= John Murphy (branding consultant) =

British branding consultant, born 1946

John Matthew Murphy (born 1944, Essex) is a British marketing consultant who first described the process of branding. He also pioneered the art of brand valuation, that is, measuring the accounting value of a company's brands as assets, and in so doing, he stimulated the development of branding as an aspect of business. Murphy founded Interbrand, the world’s first branding consultancy, and named many familiar brands.

==Interbrand and brand valuation==
In London in 1974, Murphy launched Novamark, a small company specialising in product naming and in trade mark registrations. In the 1970s, the scope of Novamark's consulting work expanded to encompass brand design and strategy. In 1979, when Murphy opened his first overseas office in New York, he adopted the name Interbrand. Among the concepts that Interbrand developed in the 1980s was brand valuation. As Murphy later explained, there was "a huge buying and selling of branded-goods businesses where what was essentially being bought and sold was brands. But nobody knew how to value brands."

In 1987, Interbrand announced that it had developed a proprietary methodology for brand evaluation and in 1989 Murphy edited a work on the subject: Brand Valuation – Establishing a true and fair view. In 1993, Murphy decided to sell Interbrand, which by then had a headcount of 600 and a burgeoning international practice, to Omnicom. He stayed on at Omnicom as Interbrand's chairperson till 1996 to help with the transition.

Brand names born out of Murphy's efforts during this time include:
- HobNobs, a biscuit
- Homebase, a chain of home improvement stores and garden centres
- Prozac, an antidepressant drug
- Zeneca, a pharmaceutical company
- Discovery, a sport utility vehicle
- Kaliber, a low-alcohol lager
- Gala Bingo, a chain of bingo clubs

==Suffolk beer and Plymouth gin==
After Interbrand, Murphy turned his hand to building brands himself. Looking at how English brewers struggled to market themselves abroad due to their reliance on marketing through local pubs, he decided to try the opposite, and base a brewery around brand projection. In 1996, Murphy established St. Peter's, a small artisan brewery in Bungay, Suffolk, from scratch, without a substantial chain of controlled pub outlets, marketing it both locally and internationally. He sold it in 2018.

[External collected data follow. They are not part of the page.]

PR #918, opened 2026-08-10
fix(memory-core): apply recall score threshold to vector search

### LINKED ISSUE #902: [Bug] conversation_search / memory_search never apply recall.scoreThreshold — the vector branch returns top-k regardless of similarity
## Summary

`recall.scoreThreshold` is honored on the auto-recall path but not by the two search tools. In `executeMemorySearch` and `executeConversationSearch` the vector branch returns its top-k candidates unconditionally, so a query about a fact that is not in the corpus comes back with `limit` irrelevant results instead of none.

The same guard already exists a few files over, in `auto-recall.ts::searchByEmbedding`. The proposed fix is to extend it to the tool path, reusing the existing config key.

Verified on `@tencentdb-agent-memory/memory-tencentdb@1.0.1` (npm) and still present on `main` (`MemoryCore`, `2.0.0-beta.1`).

## Environment

| | |
|---|---|
| Package | `@tencentdb-agent-memory/memory-tencentdb@1.0.1` (npm), standalone gateway mode |
| Store | SQLite (`sqlite-vec@0.1.7-alpha.2`), FTS5 available |
| Embeddings | OpenAI `text-embedding-3-large`, `dimensions=1536` |
| Config | `recall.strategy: hybrid`, `recall.scoreThreshold: 0.3` (shipped defaults, `MemoryCore/tdai-gateway.yaml:68-73`) |
| Host | macOS, Node 22 |

## Symptom

`POST /search/conversations` (and the `tdai_conversation_search` / `tdai_memory_search` tools, and the `/v2` search endpoints) with a query whose subject does not exist in the corpus returns the full `limit` of results. There is no score floor: the caller cannot distinguish "here are 5 relevant memories" from "here are the 5 least-distant rows in the table".

The auto-recall path with `strategy: embedding` on the same store and the same query returns nothing, which is the expected behavior.

## Root cause

Line numbers are from the npm 1.0.1 tarball (`src/…`); the `main` equivalents (`MemoryCore/src/…`) follow in brackets.

**1. The guard exists on the recall path.**

`src/core/hooks/auto-recall.ts:439` [main: `:459`] reads the key:

```ts
const threshold = cfg.recall.scoreThreshold ?? 0.3;
```

and `searchByEmbedding` filters with it before returning — `src/core/hooks/auto-recall.ts:591-593` [main: `:612`]:

```ts
const filtered = vecResults
  .filter((r) => r.score >= threshold)
  .slice(0, maxResults);
```

`searchByKeyword` does the same for the FTS branch at `src/core/hooks/auto-recall.ts:524-526` [main: `:545`].

**2. The tools have no threshold at all.**

`executeMemorySearch` (`src/core/tools/memory-search.ts:82-99` [main: `:87`]) and `executeConversationSearch` (`src/core/tools/conversation-search.ts:83-98` [main: `:86`]) neither accept nor read a threshold. Their vector branch returns everything the store gives back:

`src/core/tools/memory-search.ts:211-212` [main: `:233-235`]:

```ts
const vecResults: L1SearchResult[] = await vectorStore.searchL1Vector(queryEmbedding, candidateK, query);
logger?.debug?.(`${TAG} [hybrid-vec] Vector search returned ${vecResults.length} candidates`);
```

`src/core/tools/conversation-search.ts:204-205` [main: `:217-219`] is the same with `searchL0Vector` / `L0SearchResult`.

Those candidates go straight into the RRF merge (`memory-search.ts:251`, `conversation-search.ts:242`) and then `slice(0, limit)` (`conversation-search.ts:259`). With `candidateK = limit * 3` and no floor, `limit` results are essentially always produced whenever the corpus has ≥ `limit` rows.

**3. No caller supplies one either.**

- `src/core/tdai-core.ts:316-324` and `:338-345` — `TdaiCore.searchMemories` / `searchConversations` pass `vectorStore`, `embeddingService`, `logger` and nothing else, although `this.cfg.recall.scoreThreshold` is right there. This path serves both the MCP tools and the v1 HTTP routes (`src/gateway/server.ts:637-640` → `handleSearchConversations` at `:974-993`).
- `src/gateway/v2-router.ts:437-444` and `:615-620` — the `/v2` handlers, same omission.

**4. Related, same shape:** `searchHybrid` in `src/core/hooks/auto-recall.ts:618-622` [main: `:638-642`] takes the threshold as `_threshold` and never uses it. Since `recall.strategy` defaults to `"hybrid"` (`src/config.ts:539`), a default install applies `scoreThreshold` on no path at all — the `scoreThreshold: 0.3` in the shipped `tdai-gateway.yaml` is inert unless the strategy is explicitly set to `embedding` or `keyword`. Worth fixing with the same one-liner, though the tool path is the one this report is about.

## Reproduction

1. Standalone gateway, SQLite store, any embedding provider configured, FTS5 available.
2. Capture a handful of unrelated facts (we used 13).
3. Query for something that is definitely not among them:

```bash
curl -s localhost:8420/search/conversations \
  -H 'content-type: application/json' \
  -d '{"query":"what is the company parental leave policy","limit":5}'
```

Observed: `total: 5`, five unrelated messages.
Expected: `total: 0` (or only rows above the configured similarity floor), matching what `auto-recall` returns for the same query under `strategy: embedding`.

Debug logs show the vector branch reporting its candidates with cosine scores well below `recall.scoreThreshold`, and nothing dropping them.

## Measurement

Synthetic corpus, mean of 3 runs per threshold, `limit=5`:

- 13 facts, each queried with a paraphrase that shares no distinctive term with the fact (one fact is in Chinese, queried in English).
- **hit rate** = fraction of the 13 paraphrase queries whose correct fact appears in the returned set.
- **false positives** = mean number of results returned for 3 queries about facts absent from the corpus. 0 is correct, 5 is the worst case (`limit`).
- **lexical control** = the same 13 facts queried with their own keywords, to confirm the keyword path does not regress.

| threshold (vector branch) | hit rate | MRR | false positives | lexical control |
|---|---|---|---|---|
| none (current behavior) | 97.4% | 0.949 | **5.00** | 12.7/13 |
| 0.20 | **100.0%** | **0.962** | 2.33 | 13/13 |
| 0.30 | 92.3% | 0.885 | 1.33 | 13/13 |
| 0.35 | 92.3% | 0.885 | **0.33** | 13/13 |
| 0.40 | 76.9% | 0.731 | 0.00 | 13/13 |

Two observations:

- The current behavior floors false positives at exactly `limit`. That is structural, not a model quality issue — no embedding model fixes it.
- At 0.20 the hit rate goes **up** relative to no filtering (100.0% vs 97.4%). Dropping far candidates before the RRF merge frees rank slots for the correct document, so the filter is not purely a precision/recall trade in a hybrid setting.

Caveats, stated plainly: small synthetic corpus, single embedding model, one language pair. The numbers argue that *a* threshold helps and that the current absence of one is a real defect; they are not a recommendation for a specific default. We deployed 0.35 locally because our workload is more sensitive to noise than to occasional forgetting; a different workload would reasonably pick 0.20.

## Proposed fix

Minimal, and symmetric with `auto-recall.ts:591-593`. Add an optional threshold to the tool signature and filter the vector branch before the RRF merge.

`src/core/tools/memory-search.ts`:

```diff
 export async function executeMemorySearch(params: {
   query: string;
   limit: number;
   type?: string;
   scene?: string;
   vectorStore?: IMemoryStore;
   embeddingService?: EmbeddingService;
   logger?: Logger;
+  /** Minimum cosine similarity for the vector branch (recall.scoreThreshold). 0 disables. */
+  scoreThreshold?: number;
 }): Promise<MemorySearchResult> {
   const {
     query,
     limit,
     type: typeFilter,
     scene: sceneFilter,
     vectorStore,
     embeddingService,
     logger,
+    scoreThreshold = 0,
   } = params;
```

```diff
-        const vecResults: L1SearchResult[] = await vectorStore.searchL1Vector(queryEmbedding, candidateK, query);
-        logger?.debug?.(`${TAG} [hybrid-vec] Vector search returned ${vecResults.length} candidates`);
-        return vecResults.map((r) => ({
+        const vecRaw: L1SearchResult[] = await vectorStore.searchL1Vector(queryEmbedding, candidateK, query);
+        // Same guard as auto-recall.ts::searchByEmbedding: drop candidates below the
+        // configured cosine floor before they reach the RRF merge.
+        const vecResults = scoreThreshold > 0
+          ? vecRaw.filter((r) => r.score >= scoreThreshold)
+          : vecRaw;
+        logger?.debug?.(
+          `${TAG} [hybrid-vec] Vector search returned ${vecResults.length}/${vecRaw.length} candidates (threshold=${scoreThreshold})`,
+        );
+        return vecResults.map((r) => ({
```

`src/core/tools/conversation-search.ts` is identical modulo `searchL0Vector` / `L0SearchResult`.

Wiring:

- `TdaiCore.searchMemories` / `searchConversations` (`src/core/tdai-core.ts:316`, `:338`) pass `scoreThreshold: this.cfg.recall.scoreThreshold`. This covers the MCP tools and the v1 HTTP routes in one edit.
- The `/v2` handlers (`src/gateway/v2-router.ts:437`, `:615`) need the value threaded in: `V2RouterDeps` (`v2-router.ts:78-96`) currently exposes no config accessor. `v2Deps` is constructed with `this.core` in scope (`src/gateway/server.ts:524-535`), so a getter on `TdaiCore` alongside the existing `getVectorStore()` / `getEmbeddingService()` would fit the current style.

### Two deliberate constraints on the patch

**Vector branch only.** The vector score is cosine similarity — `score = 1.0 - distance` (`src/core/store/sqlite.ts:1167` for L1, `:1614` for L0) over a `distance_metric=cosine` vec0 table (`:587`, `:668`). The FTS branch score is BM25 squashed to 0–1 by `bm25RankToScore` (`src/core/store/sqlite.ts:274-281`), whose value depends on corpus statistics and is not on the same scale. Applying one number to both would silently mean two different things. (`auto-recall.ts:524-526` does apply the same key to the FTS branch; that is a separate question and we did not touch it.)

**No new config key.** `recall.scoreThreshold` already exists and is already documented as the recall score floor (`src/config.ts:87-88`, default 0.3 at `:538`, shipped at `MemoryCore/tdai-gateway.yaml:71`).

**Default behavior.** The diff above defaults to `0` (disabled) so the change is inert until a caller passes a value. If you prefer the behavior to be symmetric with auto-recall out of the box, wire `cfg.recall.scoreThreshold` directly and the existing default of 0.3 applies — that changes results for current users, so it is your call, not ours.

Happy to open a PR if the approach looks right.

aoright:
## Description | 描述

- Apply the existing `recall.scoreThreshold` to L0 and L1 vector candidates before client-side RRF.
- Thread the configured threshold through `TdaiCore` and the v2 router while preserving a disabled-by-default value for direct tool callers.
- Honor the threshold in the default hybrid auto-recall path.
- Keep FTS and native-hybrid scores untouched because they are not raw cosine similarities.
- Add regression coverage for L0, L1, backward compatibility, and hybrid auto-recall.

## Related Issue | 关联 Issue

Fixes #902

## Change Type | 修改类型

- [x] Bug fix | Bug 修复
- [ ] New feature | 新功能

## Self-test Checklist | 自测清单

Validation:
- `npm test` — 1 file, 4 tests passed
- `npm pack --dry-run --ignore-scripts` — passed
- `git diff --check` — passed

## Additional Notes | 其他说明

The repository-wide `npm run build` reaches and passes `build:plugin`, but its existing `build:seed-v2` step fails because `scripts/seed-v2/tsconfig.json` is absent from the current base branch.

### DIFF
--- a/MemoryCore/src/core/hooks/auto-recall.ts
+++ b/MemoryCore/src/core/hooks/auto-recall.ts
@@ -639,7 +639,7 @@ async function searchHybrid(
   userText: string,
   _pluginDataDir: string,
   maxResults: number,
-  _threshold: number,
+  threshold: number,
   vectorStore: IMemoryStore,
   embeddingService: EmbeddingService,
   logger?: Logger,
@@ -710,7 +710,17 @@ async function searchHybrid(
   ]);
 
   const keywordResults = keywordResult.records;
-  const embeddingResults = embeddingResult.results;
+  // Only vector scores are cosine similarities. Apply the configured floor
+  // before RRF while leaving BM25-derived keyword scores untouched.
+  const embeddingResults = threshold > 0
+    ? embeddingResult.results.filter((r) => r.score >= threshold)
+    : embeddingResult.results;
+  if (embeddingResults.length !== embeddingResult.results.length) {
+    logger?.debug?.(
+      `${TAG} [hybrid-embedding] Kept ${embeddingResults.length}/${embeddingResult.results.length} ` +
+      `candidates above threshold=${threshold}`,
+    );
+  }
   const timing: SearchTiming = {
     ftsMs: keywordResult.ms,
     embeddingMs: embeddingResult.ms,
--- a/MemoryCore/src/core/tdai-core.ts
+++ b/MemoryCore/src/core/tdai-core.ts
@@ -443,6 +443,7 @@ export class TdaiCore {
       scene: params.scene,
       vectorStore: this.vectorStore,
       embeddingService: this.embeddingService,
+      scoreThreshold: this.cfg.recall.scoreThreshold,
       logger: this.logger,
     });
 
@@ -464,6 +465,7 @@ export class TdaiCore {
       sessionKey: params.sessionKey,
       vectorStore: this.vectorStore,
       embeddingService: this.embeddingService,
+      scoreThreshold: this.cfg.recall.scoreThreshold,
       logger: this.logger,
     });
 
@@ -528,6 +530,11 @@ export class TdaiCore {
   /** Get the shared EmbeddingService (may be undefined if not configured). */
   getEmbeddingService(): EmbeddingService | undefined {
     return this.embeddingService;
+  }
+
+  /** Get the configured minimum cosine similarity for recall candidates. */
+  getRecallScoreThreshold(): number {
+    return this.cfg.recall.scoreThreshold;
   }
 
   /** Get the pipeline scheduler (may be undefined if extraction disabled). */
--- a/MemoryCore/src/core/tools/conversation-search.ts
+++ b/MemoryCore/src/core/tools/conversation-search.ts
@@ -90,6 +90,8 @@ export async function executeConversationSearch(params: {
   filter?: IsolationFilter;
   vectorStore?: IMemoryStore;
   embeddingService?: EmbeddingService;
+  /** Minimum cosine similarity for vector candidates. A value of 0 disables filtering. */
+  scoreThreshold?: number;
   logger?: Logger;
 }): Promise<ConversationSearchResult> {
   const {
@@ -99,6 +101,7 @@ export async function executeConversationSearch(params: {
     filter: isolationFilter,
     vectorStore,
     embeddingService,
+    scoreThreshold = 0,
     logger,
   } = params;
 
@@ -213,10 +216,18 @@ export async function executeConversationSearch(params: {
         logger?.debug?.(
           `${TAG} [hybrid-vec] Embedding OK, dims=${queryEmbedding.length}, searching top-${candidateK}...`,
         );
-        const vecResults: L0SearchResult[] = isolationFilter
+        const vecRaw: L0SearchResult[] = isolationFilter
           ? await vectorStore.searchL0Vector(queryEmbedding, candidateK, query, isolationFilter)
           : await vectorStore.searchL0Vector(queryEmbedding, candidateK, query);
-        logger?.debug?.(`${TAG} [hybrid-vec] Vector search returned ${vecResults.length} candidates`);
+        // Vector scores are cosine similarities; filter before RRF so weak
+        // candidates cannot gain relevance merely by occupying a rank slot.
+        const vecResults = scoreThreshold > 0
+          ? vecRaw.filter((r) => r.score >= scoreThreshold)
+          : vecRaw;
+        logger?.debug?.(
+          `${TAG} [hybrid-vec] Vector search returned ${vecResults.length}/${vecRaw.length} candidates ` +
+          `(threshold=${scoreThreshold})`,
+        );
         return vecResults.map((r) => ({
           id: r.record_id,
           session_key: r.session_key,
--- a/MemoryCore/src/core/tools/memory-search.ts
+++ b/MemoryCore/src/core/tools/memory-search.ts
@@ -92,6 +92,8 @@ export async function executeMemorySearch(params: {
   filter?: IsolationFilter;
   vectorStore?: IMemoryStore;
   embeddingService?: EmbeddingService;
+  /** Minimum cosine similarity for vector candidates. A value of 0 disables filtering. */
+  scoreThreshold?: number;
   logger?: Logger;
 }): Promise<MemorySearchResult> {
   const {
@@ -102,6 +104,7 @@ export async function executeMemorySearch(params: {
     filter: isolationFilter,
     vectorStore,
     embeddingService,
+    scoreThreshold = 0,
     logger,
   } = params;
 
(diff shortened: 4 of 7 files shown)


Maxwell-Code07:

YuhaoLin2005:
**Review: scoreThreshold is still dead on the native-hybrid short-circuit path**

The per-branch vector filtering before RRF is exactly the right call — thanks for threading `scoreThreshold` through both tools and wiring `getRecallScoreThreshold` in the router.

One gap remains: both search tools short-circuit **before** reaching the filtered vector branch when the store supports native hybrid search:

- `conversation-search.ts:146-173` — `if (vectorStore.getCapabilities().nativeHybridSearch && vectorStore.searchL0Hybrid)` → maps results straight to `items.slice(0, limit)` with no threshold applied
- `memory-search.ts:149-…` — same path for `searchL1Hybrid`

So on a store where `nativeHybridSearch` is true (e.g. the TCVDB adapter), results never pass through the `scoreThreshold` filter and #902 is fixed for the SQLite dual-path but not for native-hybrid stores.

One caveat to consider: the fused score returned by a native-hybrid call may not be on the cosine-similarity scale, so a blanket `r.score >= scoreThreshold` (default 0.3) could over-filter there. If the store's fused score is comparable, the fix is to apply the same filter before `slice(0, limit)` in both short-circuit paths.

Happy to open a small follow-up PR for the two short-circuit paths if that direction is welcome.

Murphy also led the acquisition from Allied Domecq of the Plymouth Gin distillery and brand in 1996 by a small group of investors, betting on the history of the drink as the basis of the pink gin in Britain and a prohibition era-beating product in the US. At the time of acquisition, the distillery was producing some 3,000 cases of gin a year, but had capacity to make 200,000. After Murphy's repackaging and PR campaign, sales had increased to 150,000 cases by 2003.

==Honours==

Brunel University awarded Murphy an honorary doctorate in 2001. He has been a visiting professor at Birmingham and The Open University Business Schools.

=="Cello scrotum"==
Murphy was the signatory of a spoof letter (written with his wife at the time, Dr Elaine Murphy) about a "Cello scrotum" condition that the British Medical Journal (now The BMJ) published in 1974.

== Publications ==
- John Murphy, Michael Rowe. How to design trademarks and logos. — North Light Books, 1988.
- John Murphy. Brand Valuation – Establishing a true and fair view. — London: Hutchinson Business Books, 1989. — ISBN 0-09-174261-7.
- John Murphy. Brand Strategy. — 1990. — ISBN 0130841617.
- Susannah Hart, John Murphy (editors). Brands – The new wealth creators. Basingstoke: Macmillan, 1998 — ISBN 9780333659090
- John Murphy. Brandfather: the man who invented branding. — 2017. — ISBN 9781911320357.